══ MATERIAL PROVIDED ══
PR #48, opened 2015-05-14
add visualization support

codomania:
please review the visualization patches and let me know if I am on right track. I could not find any easy way to query the list of visualization element in gstreamer hence used a bit unconventional method (i.e read the plugin metadata kclass and search for word "visualization") to get list of visualization element.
═══
▶ _ACTIVITY_
Your answer should be exactly the lines of the material above, starting at the one that holds "add visualization support" and ending with the last.

▶ _EXERCISE SOLUTION_
add visualization support

codomania:
please review the visualization patches and let me know if I am on right track. I could not find any easy way to query the list of visualization element in gstreamer hence used a bit unconventional method (i.e read the plugin metadata kclass and search for word "visualization") to get list of visualization element.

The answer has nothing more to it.